## RECORDS FOR PROCESSING

PR #148, opened 2020-06-16
Extract search in some more methods to ease extending

gisostallenberg:


alexander-schranz:
Can you do the same for the LuceneAdapter?

gisostallenberg:
> Can you do the same for the LuceneAdapter?

I could, but because of the inner workings it is not really possible to have the same method signatures.  Is that ok?

alexander-schranz:
@gisostallenberg you mean the method will  have other arguments? Yes thats okay.

gisostallenberg:
@alexander-schranz I think this ok this way.

PR #150, opened 2020-08-25
Add possibility to deindex object in specific locale

luca-rath:


luca-rath:
@alexander-schranz Until now, when calling `$searchManager->deindex($object)`, `$object` was being deindexed in all locales. I'm pretty sure that this is a bug, but can you verify that?

alexander-schranz:
@luca-rath don't think its a bug. Looks for me its currently not implemented that you can only deindex a specific locale. I think we can not change the default behaviour as if you remove currently a entity and call deindex you expect that it is removed in all locales not only the locale you provided. 

If we want to provide deindex by locale we would need to add it to the `deindex` function e.g.:

```php
public function deindex($object, $locale = null)
```

For bc we can only be added to the SearchManager not Interface.

Search/SearchManagerInterface.php
```diff
@@ -57,8 +57,9 @@ public function index($object);
      * its corresponding index.
      *
      * @param Document|object $object
+     * @param string|null $locale
      */
-    public function deindex($object);
+    public function deindex($object/*, string $locale = null*/);
```
luca-rath, line 62: @alexander-schranz is it ok like this?

alexander-schranz: 👍

Search/SearchManager.php
```diff
@@ -126,7 +126,7 @@ private function getMetadataForDocument(Document $document)
     /**
      * {@inheritdoc}
      */
-    public function deindex($object)
+    public function deindex($object, string $locale = null)
```
alexander-schranz, line 129: It looks like if somebody extend it it still errors also when its optional so we need to go this way here with this way:

```php
public function deindex($object/*, string $locale = null*/)
{
     $locale = func_num_args() >= 2 ? func_get_arg(1) : null;
```

alexander-schranz (changes requested):

Search/SearchManager.php
luca-rath: Unfortunately phpstan still fails, if you call `deindex()` with 2 parameters. Do you have an idea how to fix that?

~~~
Method
Massive\Bundle\SearchBundle\Search\SearchManagerInterface::deindex()
invoked with 2 parameters, 1 required.
~~~

alexander-schranz: Sure that error need to added to ignores. Not sure if there is any phpstan plugin or opitons to support things like `/*, string $locale = null*/`.

luca-rath: If i would call the `deindex()` method directly on the SearchManager implementation, phpstan wouldn't fail, because it recognizes the `func_num_args()` in the code. But since we're calling the method on the interface, it can't check any code for `func_num_args()` and therefore will show the error

alexander-schranz: But maybe its possible to fake it with phpdocs by adding on the class/interface `@method deIndex ...` phpdoc annotation

luca-rath: @alexander-schranz Can we merge that for now?

alexander-schranz: That the new optional parameter is correctly detected you would need to typehint in the code you use it the `SearchManagerInterface` as `SearchManager` e.g.:

```
	/**
	 * SearchManager
	 */
	private $searchManager;

	/**
	 * @param SearchManager $searchManager
	 */
    public function __construct(SearchManagerInterface $searchManager)
	{
		$this->searchManager = $searchManager;
	}

	public function someFunction(object $object): void
	{
		$this->searchManager->deindex($object, 'de');
	}
```

alexander-schranz (approved):

Search/SearchManager.php
luca-rath: yes 👍

luca-rath:
thanks 🙂

PR #151, opened 2020-09-09
Fix ReindexCommand for translated objects

luca-rath:


luca-rath:
ping @alexander-schranz

Command/ReindexCommand.php
```diff
@@ -219,11 +219,13 @@ private function reindexClass(
 
                 try {
                     foreach ($locales as $locale) {
+                        $translatedObject = $object;
+
                         if (null !== $locale) {
-                            $object = $provider->translateObject($object, $locale);
+                            $translatedObject = $provider->translateObject($object, $locale);
```
luca-rath, line 225: Before, the `$object` variable has always been overridden by this call.

alexander-schranz:
@luca-rath this should target the `1.x` branch as a bugfix.

PR #153, opened 2021-01-14
Update github actions for 2.x

luca-rath:


alexander-schranz (approved):
@luca-rath fixed the prefer lowest tests

luca-rath:
thank you! 🙂

.github/workflows/test-application.yaml
```diff
@@ -20,16 +20,19 @@ jobs:
             matrix:
```
niklasnatter, line 20: should we add a `php-cs-fixer` step somewhere?
```
            -   name: Run php-cs-fixer
                if: ${{ matrix.php-cs-fixer }}
                run: |
                    composer global require friendsofphp/php-cs-fixer --prefer-dist --no-interaction
                    GLOBAL_BIN_DIR=$(composer global config bin-dir --absolute --quiet)
                    $GLOBAL_BIN_DIR/php-cs-fixer fix --dry-run --diff
```
https://github.com/sulu/SuluArticleBundle/blob/1.2/.github/workflows/test-application.yaml#L120-L125

luca-rath: Shouldn't we then require `php-cs-fixer` as dev dependency?

niklasnatter: same question for the MassiveBuildBundle (https://github.com/massiveart/MassiveBuildBundle/pull/21) that is already merged 🙂  I think we used `PrettyCI` in these repos, right?

niklasnatter: adding it as dev dependency is okay for me too if it does not cause any problems 🙂  we did not do that in older branches of other repos because `friendsofphp/php-cs-fixer` is incompatible with Symfony 2.8

PR #154, opened 2021-01-18
Execute php-cs-fixer in test-application workflow

niklasnatter:


alexander-schranz:
Would remove `.styleci.yml` then.

alexander-schranz (approved):

PR #158, opened 2021-05-10
Fix override entities by exclude mapped superclass from indexing

alexander-schranz:


Search/Reindex/Provider/DoctrineOrmProvider.php
```diff
@@ -52,6 +52,9 @@ public function getClassFqns()
         $classFqns = [];
 
         foreach ($metadataFactory->getAllMetadata() as $classMetadata) {
+            if ($classMetadata->isMappedSuperclass) {
```
niklasnatter, line 55: maybe add a test for this? 😇

alexander-schranz: done!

## PROMPT
Above are some records. Print them all exactly.

## RESULT OF THE TASK
PR #148, opened 2020-06-16
Extract search in some more methods to ease extending

gisostallenberg:


alexander-schranz:
Can you do the same for the LuceneAdapter?

gisostallenberg:
> Can you do the same for the LuceneAdapter?

I could, but because of the inner workings it is not really possible to have the same method signatures.  Is that ok?

alexander-schranz:
@gisostallenberg you mean the method will  have other arguments? Yes thats okay.

gisostallenberg:
@alexander-schranz I think this ok this way.

PR #150, opened 2020-08-25
Add possibility to deindex object in specific locale

luca-rath:


luca-rath:
@alexander-schranz Until now, when calling `$searchManager->deindex($object)`, `$object` was being deindexed in all locales. I'm pretty sure that this is a bug, but can you verify that?

alexander-schranz:
@luca-rath don't think its a bug. Looks for me its currently not implemented that you can only deindex a specific locale. I think we can not change the default behaviour as if you remove currently a entity and call deindex you expect that it is removed in all locales not only the locale you provided. 

If we want to provide deindex by locale we would need to add it to the `deindex` function e.g.:

```php
public function deindex($object, $locale = null)
```

For bc we can only be added to the SearchManager not Interface.

Search/SearchManagerInterface.php
```diff
@@ -57,8 +57,9 @@ public function index($object);
      * its corresponding index.
      *
      * @param Document|object $object
+     * @param string|null $locale
      */
-    public function deindex($object);
+    public function deindex($object/*, string $locale = null*/);
```
luca-rath, line 62: @alexander-schranz is it ok like this?

alexander-schranz: 👍

Search/SearchManager.php
```diff
@@ -126,7 +126,7 @@ private function getMetadataForDocument(Document $document)
     /**
      * {@inheritdoc}
      */
-    public function deindex($object)
+    public function deindex($object, string $locale = null)
```
alexander-schranz, line 129: It looks like if somebody extend it it still errors also when its optional so we need to go this way here with this way:

```php
public function deindex($object/*, string $locale = null*/)
{
     $locale = func_num_args() >= 2 ? func_get_arg(1) : null;
```

alexander-schranz (changes requested):

Search/SearchManager.php
luca-rath: Unfortunately phpstan still fails, if you call `deindex()` with 2 parameters. Do you have an idea how to fix that?

~~~
Method
Massive\Bundle\SearchBundle\Search\SearchManagerInterface::deindex()
invoked with 2 parameters, 1 required.
~~~

alexander-schranz: Sure that error need to added to ignores. Not sure if there is any phpstan plugin or opitons to support things like `/*, string $locale = null*/`.

luca-rath: If i would call the `deindex()` method directly on the SearchManager implementation, phpstan wouldn't fail, because it recognizes the `func_num_args()` in the code. But since we're calling the method on the interface, it can't check any code for `func_num_args()` and therefore will show the error

alexander-schranz: But maybe its possible to fake it with phpdocs by adding on the class/interface `@method deIndex ...` phpdoc annotation

luca-rath: @alexander-schranz Can we merge that for now?

alexander-schranz: That the new optional parameter is correctly detected you would need to typehint in the code you use it the `SearchManagerInterface` as `SearchManager` e.g.:

```
	/**
	 * SearchManager
	 */
	private $searchManager;

	/**
	 * @param SearchManager $searchManager
	 */
    public function __construct(SearchManagerInterface $searchManager)
	{
		$this->searchManager = $searchManager;
	}

	public function someFunction(object $object): void
	{
		$this->searchManager->deindex($object, 'de');
	}
```

alexander-schranz (approved):

Search/SearchManager.php
luca-rath: yes 👍

luca-rath:
thanks 🙂

PR #151, opened 2020-09-09
Fix ReindexCommand for translated objects

luca-rath:


luca-rath:
ping @alexander-schranz

Command/ReindexCommand.php
```diff
@@ -219,11 +219,13 @@ private function reindexClass(
 
                 try {
                     foreach ($locales as $locale) {
+                        $translatedObject = $object;
+
                         if (null !== $locale) {
-                            $object = $provider->translateObject($object, $locale);
+                            $translatedObject = $provider->translateObject($object, $locale);
```
luca-rath, line 225: Before, the `$object` variable has always been overridden by this call.

alexander-schranz:
@luca-rath this should target the `1.x` branch as a bugfix.

PR #153, opened 2021-01-14
Update github actions for 2.x

luca-rath:


alexander-schranz (approved):
@luca-rath fixed the prefer lowest tests

luca-rath:
thank you! 🙂

.github/workflows/test-application.yaml
```diff
@@ -20,16 +20,19 @@ jobs:
             matrix:
```
niklasnatter, line 20: should we add a `php-cs-fixer` step somewhere?
```
            -   name: Run php-cs-fixer
                if: ${{ matrix.php-cs-fixer }}
                run: |
                    composer global require friendsofphp/php-cs-fixer --prefer-dist --no-interaction
                    GLOBAL_BIN_DIR=$(composer global config bin-dir --absolute --quiet)
                    $GLOBAL_BIN_DIR/php-cs-fixer fix --dry-run --diff
```
https://github.com/sulu/SuluArticleBundle/blob/1.2/.github/workflows/test-application.yaml#L120-L125

luca-rath: Shouldn't we then require `php-cs-fixer` as dev dependency?

niklasnatter: same question for the MassiveBuildBundle (https://github.com/massiveart/MassiveBuildBundle/pull/21) that is already merged 🙂  I think we used `PrettyCI` in these repos, right?

niklasnatter: adding it as dev dependency is okay for me too if it does not cause any problems 🙂  we did not do that in older branches of other repos because `friendsofphp/php-cs-fixer` is incompatible with Symfony 2.8

PR #154, opened 2021-01-18
Execute php-cs-fixer in test-application workflow

niklasnatter:


alexander-schranz:
Would remove `.styleci.yml` then.

alexander-schranz (approved):

PR #158, opened 2021-05-10
Fix override entities by exclude mapped superclass from indexing

alexander-schranz:


Search/Reindex/Provider/DoctrineOrmProvider.php
```diff
@@ -52,6 +52,9 @@ public function getClassFqns()
         $classFqns = [];
 
         foreach ($metadataFactory->getAllMetadata() as $classMetadata) {
+            if ($classMetadata->isMappedSuperclass) {
```
niklasnatter, line 55: maybe add a test for this? 😇

alexander-schranz: done!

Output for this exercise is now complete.